• Replaced RP-1 with liquid methane (CH₄) in the first stage while maintaining Falcon 9’s chamber pressure, nozzle area ratio (ε = 16), and equivalence ratio (Φ = 0.8).

• Used NASA CEA to simulate nozzle flow properties (pressure, temperature, Mach number, and velocity), as functions of area ratio and altitude.

• Calculated thrust and specific impulse (Isp) variations from sea-level ignition to Mach 10 stage separation (~75 km).

• Computed propellant mass flow rates, tank volumes, and turbopump power requirements for both stages.

• Simulated both CH₄- and RP-1-based configurations to evaluate design tradeoffs in mass ratio, power consumption, and tank sizing.

• Achieved a lower overall mass ratio: 22.98 (CH₄ design) vs. 25.75 (original Falcon 9 configuration).

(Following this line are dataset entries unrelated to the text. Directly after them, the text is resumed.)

PR #1771, opened 2023-07-05
HAFS Cusp3D to EQR120 SM sensor swap

Thomas-Benson:
- Removed CSI Cusp3D (42152) at location 20
- Replaced with CSI EQR120 (46660) at new location 21
- New orientation N(0) - changed from axial to non-axial
- EQR120 latest firmware 2.3.2
- Streams updated to reflect that site has been continuous since 2020-02-09
- I've left the location the same since I believe that the orientation is the only thing that has changed, please correct me if I am wrong here @CBurton90 .


CBurton90 (approved):
Happy for the coords to remain as is as they reflect the gps antenna's position on the roof rather than the actual recorders position!

mnaguit (commented):
Hi @Thomas-Benson , this one looks good. But can we change the `LC 21` coords to `-43.14891`,`170.5561` just so to distinguish the difference with `LC 20`
Apologies for the fussiness, thanks in advance!

mnaguit (approved):
Thanks @Thomas-Benson 👍

CBurton90 (approved):

PR #1772, opened 2023-07-06
WHSZ Trillium Compact weak-motion sensor swap

Thomas-Benson:
- Swapping Trillium compact 8785 at location 11 with Trillium compact (9313)
- Streams affect HH-ENZ and LH-ENZ at location 11
- Using same depths & orientation as previous sensor


CBurton90 (approved):
Orientation will need an update (I'll do the analysis soon) but happy to merge as is for now!

mnaguit (approved):

PR #1773, opened 2023-07-06
PYZ Guralp CMG-3ESP to Trillium Horizon TH120-2 weak-motion sensor swap

Thomas-Benson:
Removing Guralp CMG-3ESP (T3P68) from location 10
Replacing with Trillium Horizon TH120-2 (2584) at same location
Streams affected HH-ENZ and LH-ENZ
Azimuth remains N (0)
Do I need to add anythng regarding the UWV mode?


mnaguit (commented):
Looks good @Thomas-Benson 
Just in case we want to be proactive, shall we update LC 20 from triggered to continuous?

Thomas-Benson:
@mnaguit I missed that it was still triggered, will update thanks!

mnaguit (approved):
thank you @Thomas-Benson 🎉

CBurton90 (approved):

PR #1778, opened 2023-07-11
MQZ Q330/6 to Centaur datalogger swap

Thomas-Benson:
- Removing Kinemetrics Q330/6 (3386)
- Replacing with Nanometrics Centaur CTR4-6S (9880)
- Latest centaur firmware version 4.8.5
- Streams affected HH-ENZ and LH-ENZ


mnaguit (approved):
Looks like instead of `McQueen's Valley`, the place that matches the datalogger with open `Q330/6` in `install/dataloggers` is Glencoe Station. 😄 I had to check, coz the serial number is not indicated in the ticket?
Anyway, all good! 👍

CBurton90 (approved):

PR #1780, opened 2023-07-12
Chaparral Physics M64Vx2 - add response

CBurton90:
From: 

http://service.iris.edu/irisws/nrl/1/combine?instconfig=sensor_Chaparral_64Vx2_LP50_HF200_SG0.0275_STairPressure&format=stationxml

Related to deployment of new infrasound sensor for the GeoNet infrasound network.
This will replace aging sensors currently deployed (a mixture of absolute barometers (Setras) and low cost infrasound (InfraBSU)). 
Following an internal evaluation the Chaparral M64Vx2 was selected as the most capable infrasound sensor for volcanic monitoring purposes within the GeoNet network in terms of frequency ranges and sensitivity.


rumachan (dismissed):
Happy with that. Not that familiar with response xml files, but is just copied from the online resource. Compared and match. The other two files look good. Am assuming the serial number, etc are correct.

ozym:
Looks pretty good, just a couple of things. We should remove the resourceId entry, this will be overwritten. We also may have a different protocol on the numbering of poles and zeros (i.e. start from 0 or start from 1).

elidana (approved):
looks good! great we can use the NRL for this one :)

CBurton90:
> Looks pretty good, just a couple of things. We should remove the resourceId entry, this will be overwritten. We also may have a different protocol on the numbering of poles and zeros (i.e. start from 0 or start from 1).

@ozym Resource ID removed.

CBurton90:
@ozym Do you mind having a glance at this? From memory it was all in order to be merged a wee while back, I've just tidied up some conflicts.

It is still failing one test above but unsure if that matters?

CBurton90:
Closing, using NRL xml copy directly instead:

https://github.com/GeoNet/delta/pull/2132

PR #1791, opened 2023-07-26
TOUTL replace CR6

rumachan:
Changes to three files due to changing CR6 digitiser at TOUTL


elidana (approved):
this looks good. 
I have a question around confirming timestamps of the swap as the first data in the raw archive start from `2023-07-25T09:00:00Z` with this new datalogger, but this might be related to site being still ofline / data not collected at the time of the swap

PR #1801, opened 2023-08-08
WTMC&PRPC updating streams to continuous

Thomas-Benson:
- Updating streams for WTMC and PRPC to reflect that they have been continuous since `2020-02-09`
- Streams affected WTMC LC20 HN-12Z and PRPC LC20 HN-12Z


mnaguit (approved):
👍

PR #1803, opened 2023-08-09
feat: add response for basalt at 1hz sampling

ozym:
This is to allow collection of 1Hz geomag data via a basalt recorder.


ozym:
As a check here's the NRL reference:

http://service.iris.edu/irisws/nrl/1/combine?instconfig=datalogger_Kinemetrics_Basalt_PG1_FV10Vpp_FR1_FPNon-causal&format=stationxml-resp

CBurton90 (approved):

elidana:
too late but this looks good, thanks @ozym !

PR #1804, opened 2023-08-09
Update classes.csv

mnaguit:
- modify entries for VanHoutte2012a and VanHoutte2012b


environment/classes.csv
```diff
@@ -158,7 +158,7 @@ Station,Site Class,Vs30,Vs30 Quality,Tsite,Tsite Method,Tsite Quality,Basement D
 941A,D,272,Q2,0.85,I,Q2,98.5,Q2,,McVerry2011 Semmens2010,
 ADCS,D,270,Q3,>2,I,Q3,990,Q3,,Lee2015 Perrin2015,
 AICS,D,210,Q3,1,I,Q3,80,Q3,,Perrin2015,
-AKSS,C,435,Q1,0.3,Mw,Q1,10,Q2,,Kaiser2013 VanHoutte2017,
```
ozym, line 161: this appears to be 2017? was that an original mistyping?

mnaguit: We probably did a mismatch for that entry. The reason behind is there is another unpublished reference (Unpublished HVSR which is VanHoutte2016). 
AKSS is linked to Unpublished MASW (VanHoutte) which from our current reference corresponds to `VanHoutte2012b`

image

ozym (approved):

PR #203, opened 2018-07-20
Toned down default crawl response blocks count

qstokkink:
Related to https://github.com/Tribler/tribler/issues/3751


qstokkink:
retest this please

• Modeled nozzle flow behavior using NASA CEA and ATMOS data across design altitudes

• Analyzed specific impulse (Isp) trends to inform trajectory-averaged performance metrics

• Calculated turbopump power requirements based on chamber pressure, fluid densities, and mass flow rates

• Iteratively balanced tradeoffs between Isp gains and tank volume increases to optimize first-stage performance

This project involved extensive performance modeling, including calculations for thrust, specific impulse (Isp), turbopump power, and propellant tank sizing. Key parameters such as chamber pressure (Pc), area ratio (ε), equivalence ratio (Φ), fuel/oxidizer mass breakdowns, and stage mass ratios are summarized in the final design configuration.

• First-Stage Isp: 310.4 s

• Second-Stage Isp: 359.2 s
  
  

• Final Mass Ratio: 22.98

• Baseline Mass Ratio: 25.75
  
  

• Thrust: 7,599 kN

• Chamber Pressure (Pc): 95.73 atm

• Nozzle Area Ratio (ε): 16 (Stage 1), 165 (Stage 2)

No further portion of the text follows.